Required action
When you print the records, keep every line identical to the original.
%%
PR #16, opened 2023-05-26
Tensor1D in TSSA

bollu:
This tests our ability to work with regions.

### DIFF
--- a/SSA/Core/WellTypedFramework.lean
+++ b/SSA/Core/WellTypedFramework.lean
@@ -262,7 +262,7 @@ scoped syntax "[dsl_op|" dsl_op "]" : term
 scoped syntax "%v" num : dsl_var
 
 
-scoped syntax "op:" dsl_op dsl_var ("{" dsl_region "}")? : dsl_expr
+scoped syntax "op:" dsl_op dsl_var ("," dsl_region)? : dsl_expr
 scoped syntax "unit:"  : dsl_expr
 scoped syntax "pair:"  dsl_var dsl_var : dsl_expr
 scoped syntax "triple:"  dsl_var dsl_var dsl_var : dsl_expr
@@ -273,6 +273,8 @@ scoped syntax sepBy(dsl_assign, ";") : dsl_stmt
 -- scoped syntax "dsl_ret " dsl_var : dsl_terminator
 scoped syntax "rgn{" dsl_var "=>" dsl_bb "}" : dsl_region
 scoped syntax "^bb"  (dsl_stmt)?  "dsl_ret " dsl_var : dsl_bb
+
+scoped syntax "rgn$(" term ")" : dsl_region
 
 open Lean Elab Macro in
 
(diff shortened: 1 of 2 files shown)


bollu:
I already discovered something interesting. Naively, one might try and write:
%%
Task answer
PR #16, opened 2023-05-26
Tensor1D in TSSA

bollu:
This tests our ability to work with regions.

### DIFF
--- a/SSA/Core/WellTypedFramework.lean
+++ b/SSA/Core/WellTypedFramework.lean
@@ -262,7 +262,7 @@ scoped syntax "[dsl_op|" dsl_op "]" : term
 scoped syntax "%v" num : dsl_var
 
 
-scoped syntax "op:" dsl_op dsl_var ("{" dsl_region "}")? : dsl_expr
+scoped syntax "op:" dsl_op dsl_var ("," dsl_region)? : dsl_expr
 scoped syntax "unit:"  : dsl_expr
 scoped syntax "pair:"  dsl_var dsl_var : dsl_expr
 scoped syntax "triple:"  dsl_var dsl_var dsl_var : dsl_expr
@@ -273,6 +273,8 @@ scoped syntax sepBy(dsl_assign, ";") : dsl_stmt
 -- scoped syntax "dsl_ret " dsl_var : dsl_terminator
 scoped syntax "rgn{" dsl_var "=>" dsl_bb "}" : dsl_region
 scoped syntax "^bb"  (dsl_stmt)?  "dsl_ret " dsl_var : dsl_bb
+
+scoped syntax "rgn$(" term ")" : dsl_region
 
 open Lean Elab Macro in
 
(diff shortened: 1 of 2 files shown)


bollu:
I already discovered something interesting. Naively, one might try and write:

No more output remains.